I hadn't decided yet. What do you think?

I could test the release, then look for bug fixes that landed in
master after my branch started that fix anything that doesn't pass.

Or I could reach out to commit authors and ask them, or I could ask
them to email me, like you mentioned.

Or I could read commit messages and cherry-pick anything that is a bug fix.

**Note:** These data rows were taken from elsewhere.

PR #352, opened 2023-10-04
v3: make all hooks from `use-browser-location` compatible with node

### LINKED ISSUE #345: `useSearch` does not work in SSR
`ReferenceError: location is not defined` when doing SSR

```tsx
import { renderToString } from "react-dom/server";
import { Router } from "wouter";
import { App } from "./app";

console.log(
  renderToString(
    <Router ssrPath="/">
      <App />
    </Router>
  )
);
```

```tsx
// app.tsx

import { Link, Route } from "wouter";

export const App = () => (
  <>
    <Route
      path="/"
      component={() => (
        <div>
          <h1>Home</h1>
          <Link to="/about">About</Link>
        </div>
      )}
    />
    <Route
      path="/about"
      component={() => (
        <div>
          <h1>About</h1>
          <Link to="/">Home</Link>
        </div>
      )}
    />
  </>
);
```

jeetiss:
- test all hooks in node

this should fix #345 and #344

### DIFF
--- a/packages/wouter/src/use-browser-location.js
+++ b/packages/wouter/src/use-browser-location.js
@@ -30,7 +30,12 @@ export const useLocationProperty = (fn, ssrFn) =>
   useSyncExternalStore(subscribeToLocationUpdates, fn, ssrFn);
 
 const currentSearch = () => location.search;
-export const useSearch = () => useLocationProperty(currentSearch);
+
+export const useSearch = ({ ssrSearch } = {}) =>
+  useLocationProperty(
+    currentSearch,
+    ssrSearch ? () => ssrSearch : currentSearch
+  );
 
 const currentPathname = () => location.pathname;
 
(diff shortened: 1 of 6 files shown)


packages/wouter/src/use-browser-location.js
```diff
@@ -30,7 +30,12 @@ export const useLocationProperty = (fn, ssrFn) =>
   useSyncExternalStore(subscribeToLocationUpdates, fn, ssrFn);
 
 const currentSearch = () => location.search;
-export const useSearch = () => useLocationProperty(currentSearch);
+
+export const useSearch = ({ ssrSearch } = {}) =>
+  useLocationProperty(
+    currentSearch,
+    ssrSearch ? () => ssrSearch : currentSearch
+  );
```
molefrog, line 38: I've been thinking, what are the cases when we would want to use `currentSearch` on a server? Maybe it's better to have default value of `""` for `ssrSearch`?

If a developer for some reason forgets to set `ssrSearch` while rendering, they will receive an error now, while they might instead render the app with empty params and then receive a hydration error on the client.

molefrog (approved):
🔥

PR #357, opened 2023-10-09
`wouter/use-hash-location`

molefrog:
Fully functional hash location hook with base path support. Also, it can accept `state` when navigating (similarly to React Router). In order to change the state, I had to use `pushState` that keeps pathname and search untouched.

This hook also guarantees to react only to hash changes, e.g. when the search string is modified it won't rerender. Navigation isn't sensitive to leading slash, because, unlike `pathname` it can be missing.
 
- [x] support `state`
- [x] types

### DIFF
--- a/packages/wouter/src/use-hash-location.js
+++ b/packages/wouter/src/use-hash-location.js
@@ -1,7 +1,8 @@
 import { useSyncExternalStore, useEvent } from "./react-deps.js";
 import { absolutePath, relativePath } from "./paths.js";
 
-// fortunately `hashchange` is a native event, so there is need to patch `history` object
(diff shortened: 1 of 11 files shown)


packages/wouter/src/use-hash-location.js
```diff
@@ -0,0 +1,28 @@
+import { useSyncExternalStore, useEvent } from "./react-deps.js";
+import { absolutePath, relativePath } from "./paths.js";
+
+// fortunately `hashchange` is a native event, so there is need to patch `history` object
```
molefrog, line 4:
```suggestion
// fortunately `hashchange` is a native event, so there is no need to patch `history` object
```

jeetiss (approved):

Issue #355, opened 2023-10-07
V3: `memory-location`


molefrog:
The second essential hook that will be included in the next release. Why: mostly for testing and maybe for environments that don't support location (Electron?).

Specs:

```js
// no `use-` here since it is a high order hook
import { memoryLocation } from "wouter/memory-location"

// simple usage
const { hook } = memoryLocation({ path: "/initial-path" })
const [location, navigate] = hook()

// initial path is "/" by default
const { hook } = memoryLocation()

// must support `base` option for nested routing
const [location, navigate] = hook({ base: "/app" })

// standalone `navigate` method for navigating outside of components
const { navigate, hook } = memoryLocation()
navigate("/users")

// `static` option makes it immutable
const { hook } = memoryLocation({ static: true })
navigate("/users") // nothing happens

// `record` option for saving the navigation history
const { hook, navigate, history } = memoryLocation({ record: true })
navigate("/lol")
history // ["/lol", "/"]
```

After this hook is ready, we can migrate our tests to use memory location instead of relying on `"test-utils"`
More ideas?

molefrog:
Closed via #358

PR #358, opened 2023-10-09
v3: memory location

jeetiss:
implement #355

### DIFF
--- a/packages/wouter/src/memory-location.js
+++ b/packages/wouter/src/memory-location.js
@@ -1,0 +1,1 @@
+export const memoryLocation = () => ({});
--- a/packages/wouter/src/memory-location.js
+++ b/packages/wouter/src/memory-location.js
@@ -1,1 +1,52 @@
-export const memoryLocation = () => ({});
+import mitt from "mitt";
+import { useSyncExternalStore } from "./react-deps.js";
+import { relativePath } from "./paths.js";
+
+/**
+ * In-memory location that supports navigation
+ */
+
+export const memoryLocation = ({
+  path = "/",
+  static: staticLocation,
+  record,
+} = {}) => {
+  let currentPath = path;
+  const history = [];
+  const emitter = mitt();
+
+  const navigateImplementation = (path, { replace = false } = {}) => {
+    if (record) {
+      if (replace) {
+        history.splice(history.length - 1, 1, path);
+      } else {
+        history.push(path);
+      }
+    }
+
+    currentPath = path;
+    emitter.emit("navigate", path);
+  };
+
+  const navigate = !staticLocation ? navigateImplementation : () => null;
+
+  const useMemoryLocation = ({ base } = {}) => {
+    const location = useSyncExternalStore(
+      (cb) => {
+        emitter.on("navigate", cb);
+        return () => emitter.off("navigate", cb);
+      },
+      () => currentPath
+    );
+
+    return [relativePath(base, location), navigate];
+  };
+
+  return {
+    hook: useMemoryLocation,
+    navigate,
+    history: record ? history : undefined,
+  };
+};
+
+// TYPE: { hook: BaseLocationHook; navigate: (path: Path) => void }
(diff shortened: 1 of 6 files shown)


packages/wouter/src/memory-location.js
```diff
@@ -0,0 +1,50 @@
...
+  };
+
+  const navigate = !staticLocation ? navigateImplementation : () => null;
+
+  const useMemoryLocation = ({ base } = {}) => {
+    const location = useSyncExternalStore(
+      (cb) => {
+        emitter.on("navigate", cb);
+        return () => emitter.off("navigate", cb);
+      },
```
molefrog, line 38: Oh, that's a common caveat when working with `uSES`, I had this problem once too. React will resubscribe every time the first argument changes, so the reference to this function should stay the same to avoid extra work.

> The store snapshot returned by getSnapshot must be immutable. If the underlying store has mutable data, return a new immutable snapshot if the data has changed. Otherwise, return a cached last snapshot.

packages/wouter/test/memory-location.test-d.ts
```diff
@@ -0,0 +1,43 @@
...
+
+it("should return hook that supports location spec", () => {
+  const { hook } = memoryLocation();
+
+  assertType<Function>(hook);
+
+  const [location, navigate] = hook();
+
+  assertType<string>(location);
+  assertType<Function>(navigate);
```
molefrog, line 12: You can simply use `expectTypeOf(hook).toMatchTypeOf<BaseLocationHook>()` here

packages/wouter/test/memory-location.test.ts
```diff
@@ -0,0 +1,95 @@
...
+  const { result, unmount } = renderHook(() => hook());
+
+  act(() => result.current[1]("/location"));
+
+  const [value] = result.current;
+  expect(value).toBe("/location");
+  unmount();
+});
+
+it("should record all history", () => {
```
molefrog, line 70:
```suggestion
it("should record all history when `record` option is provided", () => {
```

packages/wouter/test/memory-location.test.ts
```diff
@@ -0,0 +1,95 @@
...
+  act(() => standalone("/standalone", { replace: true }));
+
+  expect(history).toStrictEqual(["/test", "/standalone", "/standalone"]);
+
+  act(() => result.current[1]("/location", { replace: true }));
+
+  expect(history).toStrictEqual(["/test", "/standalone", "/location"]);
+
+  unmount();
+});
```
molefrog, line 95: Not super important, but perhaps we could also assert that `history` is undefined when it is not recording?

packages/wouter/test/redirect.test.tsx
```diff
@@ -1,8 +1,20 @@
 import { it, expect } from "vitest";
 import { render } from "@testing-library/react";
+import { useState } from "react";
 
 import { Redirect, Router } from "wouter";
-import { customHookWithReturn } from "./test-utils.js";
+
+export const customHookWithReturn =
```
molefrog, line 7: Thanks, much better!

molefrog (changes requested):

packages/wouter/src/memory-location.js
```diff
@@ -0,0 +1,49 @@
...
+
+  const subscribe = (cb) => {
+    emitter.on("navigate", cb);
+    return () => emitter.off("navigate", cb);
+  };
+
+  const useMemoryLocation = ({ base } = {}) => {
+    const location = useSyncExternalStore(subscribe, () => currentPath);
+
+    return [relativePath(base, location), navigate];
```
molefrog, line 41: I suppose `navigate` method should transform the path provided using `absolutePath` similarly to browser location. How to reproduce:
1. Use base path `"/app"`, initial path `"/app/users"`. The value returned from the hook is `"/users"`.
2. Navigate to `"/settings"`, the path is `"/settings"` (with current setup it will be `"~/settings"`

jeetiss: ready!

molefrog (approved):
🍾

PR #360, opened 2023-10-11
Fix: index.d.ts needs to import Params

tehwalris:
This PR adds a missing import to `index.d.ts`. Without this fix TypeScript will give the following error when you have wouter as a dependency:

```
node_modules/.pnpm/wouter@2.12.0_react@18.2.0/node_modules/wouter/types/ts4.1/index.d.ts:169:71 - error TS2304: Cannot find name 'Params'.

169 export function useParams<T extends DefaultParams = DefaultParams>(): Params<T>;
```

### DIFF
--- a/types/ts4.1/index.d.ts
+++ b/types/ts4.1/index.d.ts
@@ -20,7 +20,7 @@ import {
   LocationHook,
 } from "../use-location";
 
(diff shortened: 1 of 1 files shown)


molefrog (approved):
Thank you!

molefrog:
Published in 2.12.1

PR #364, opened 2023-10-16
v3: Add `reset` method to memory location constructor

jeetiss:
- to drop all history

### DIFF
--- a/packages/wouter/src/memory-location.js
+++ b/packages/wouter/src/memory-location.js
@@ -42,11 +42,8 @@ export const memoryLocation = ({
   function reset() {
     // clean history array with mutation to preserve link
     history.splice(0, history.length);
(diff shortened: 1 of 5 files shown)


packages/wouter/src/memory-location.js
```diff
@@ -39,9 +39,15 @@ export const memoryLocation = ({
     navigate,
   ];
 
+  function reset() {
+    history.splice(0, history.length);
+    history.push(path);
```
molefrog, line 44: Shouldn’t reset trigger the update event and set the location? Imo, when called while the app is still mounted we should rerender everything to be consistent with the new location

molefrog (approved):

molefrog (approved):

PR #373, opened 2023-10-25
`useSearch` is part of `"wouter"`

molefrog:
This PR makes it possible to import `useSearch` directly from `"wouter"`. By default, it is the same as browser search hook from `"use-browser-location"`, however it can be customized via `<Router searchHook={custom} />`


jeetiss (approved):
🤩

PR #375, opened 2023-11-01
Ship `regexparam` with optional wildcards

molefrog:
Adds `src/regexparam.js` which was extracted from https://github.com/lukeed/regexparam
It is a temporary fix until https://github.com/lukeed/regexparam/pull/25 is shipped


molefrog:
@jeetiss I've decided not to create a workspace package, since it makes it harder to maintain builds and ship types. The code itself is 30 LOC, so I guess it is fine for the time being. I really hope that eventually it lands there, so we could remove the fix.

jeetiss (approved):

On Fri, Aug 19, 2016 at 9:01 AM, Tim Armstrong <[email protected]> wrote:
> How do you plan to choose which commits to cherry-pick? Should we let you
> know if we think a patch should/shouldn't be part of the release?
>
> On Fri, Aug 19, 2016 at 8:44 AM, Tom White <[email protected]> wrote:
>
>> Thanks for volunteering to do the release Jim! The plan looks fine to me.
>>
>> Tom
>>
>> On Fri, Aug 19, 2016 at 4:42 PM, Todd Lipcon <[email protected]> wrote:
>> > Sounds great to me!
>> >
>> > Todd
>> >
>> > On Aug 19, 2016 8:41 AM, "Jim Apple" <[email protected]> wrote:
>> >
>> >> I would like to volunteer to be the next release manager for an
>> >> upcoming Apache Impala 2.7 (incubating) release. I plan to:
>> >>
>> >> 1. Get a vote done adding to our bylaws the procedure for creating a
>> >> branch. (See thread from yesterday)
>> >>
>> >> 2. Create a release branch, possibly backdated a few commits from HEAD
>> >> to a commit that looks stable.
>> >>
>> >> 3. Maintain that branch by cherry-picking bugfix commits from "master"
>> >> as necessary to get the tests running cleanly.
>> >>
>> >> 4. Make a release candidate and call for a vote here, then on the IPMC
>> >> list (which is required for Incubator releases)
>> >>
>> >> Obviously, this glosses over some details about publishing and signing
>> >> releases, but I would welcome feedback on this outline.